# PRICE DROP 721



## craig559 (Aug 10, 2002)

Logendraven over in the DishplayerX group popped out a price drop in the 721 with free install anyone know where this is. He saw a price of 390.:shrug:


----------



## James_F (Apr 23, 2002)

Thats a pretty quick price drop. I'd be pissed if I had just spend a good $500 on one...


----------



## craig559 (Aug 10, 2002)

I found it alsat and as usual for new subs only


----------



## Bill Mullin (Jul 24, 2002)

> _Originally posted by craig559 _
> *Logendraven over in the DishplayerX group popped out a price drop in the 721 with free install anyone know where this is. He saw a price of 390.:shrug: *


Here it is:

http://www.allsat.com/721.shtml

- Bill


----------



## Jacob S (Apr 14, 2002)

Probably just selling it cheaper (discount for new subs only) as he is taking his commission monies and using that to discount the system.


----------



## James_F (Apr 23, 2002)

Good observation Jacob... Its not a "price drop"...


----------



## TerryC (Jul 18, 2002)

Yep. This is for new subs. Under "Standalone Receiver - For a second room or if you are a current customer", it lists the 721 as selling for $529.


----------



## craig559 (Aug 10, 2002)

Did a search and found a 339 price, but cannot recall the outfit. Maybe this is a good thing like the DP we all got a great deal but the first adopters got screwed??


----------



## Dmitriy (Mar 24, 2002)

I don't know anything about a price drop but dishusa.com has 721 for $499 with free shipping. http://www.dishusa.com/cgi-local/shop.pl/SID=1029043738.3493/page=cart.html/buy=1/item=89


----------



## Jacob S (Apr 14, 2002)

The dishplayers were a lot cheaper than the current pvr's however they charge that $10.00 a month fee. Didnt they give a lifetime subscription instead of the 2 or 3 year free deal at one time for the dishplayer?


----------



## Nordug (Aug 6, 2002)

DishDepot gives rebates for for trading in your old receiver:

Models 1000, 2000, 2700, 2800, 3000, 3700, 3800, 3900 and 4000 receive a $30 credit. 

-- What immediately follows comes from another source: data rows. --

PR #3548, opened 2020-06-06
cmake: use TIMESTAMP function to generate build_date and save to cache

noc0lour:
Previously a a custom python command was used to generate the build date
but this can be done with native CMake functions for all supported CMake
versions.

Additionally it's compatible with reproducible builds since CMake 3.8 as
it honors SOURCE_DATE_EPOCH set in the environment varibales.


noc0lour:
Will reopen once fixed properly on master.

Model 4700, 4900, 5000, 7100 and 7200 receive a $50 credit.

Model 501s receive a $100 Credit.


----------



## Bob Haller (Mar 24, 2002)

will they allow multipkle trade ins? Like 2 4700s for a 721? did the trade in price drop? I thought it was $70 for 4700s?

Wonder what they do with them?


----------



## James_F (Apr 23, 2002)

Maybe the build forts and play paintball among them...


----------



## Guest (Aug 11, 2002)

You can get around douple those prices or more on ebay. Unless you just don't want to deal with the hassle of selling the recievers yourself, I don't see why someone would do the trade in with Dish Depot.


----------



## Guest (Aug 11, 2002)

Ohh yea, for anyone interested who doesn't want to deal with ebay or wants to get rid of multiple recievers at the same time, I'll give you $10 more than DishDepot is offering for trade in on any of those recievers accept the X000 models. Email [email protected].


----------



## Nordug (Aug 6, 2002)

I sent them my 2800, Im going to sell my JVC D-VHS receiver on ebay. The 2800 wasn't worth the hassle.


----------



## Jacob S (Apr 14, 2002)

How much is the trade in value for the 301? $30 as well for do we get a little more on that one since its newer? Do they have to have the remotes, manual, etc. with them?

Also kcobra, do the receivers have to be clear or can they owe money on them? Do they have to have the remotes with them?


----------



## Guest (Aug 12, 2002)

Jacob: Recievers can have a balance and no remote. All depends on which reciever and the condition it is in. Please email me at [email protected] with the specifics of what you have.


----------



## EL34dude (Jun 7, 2002)

You could just run up PPV charges on your old IRD, unplug the phoneline and then when it's full, just dump it. This would be worth more than $30.

Of course you would be subject to never ending ridicule from other online forum members....


----------



## Jacob S (Apr 14, 2002)

Me myself, I do not watch that many ppv's anyways, and dont got time to sit down and watch ppv's trying to get money's worth. If I want to watch a movie I will go to the movie theatre or watch the movie packages or something.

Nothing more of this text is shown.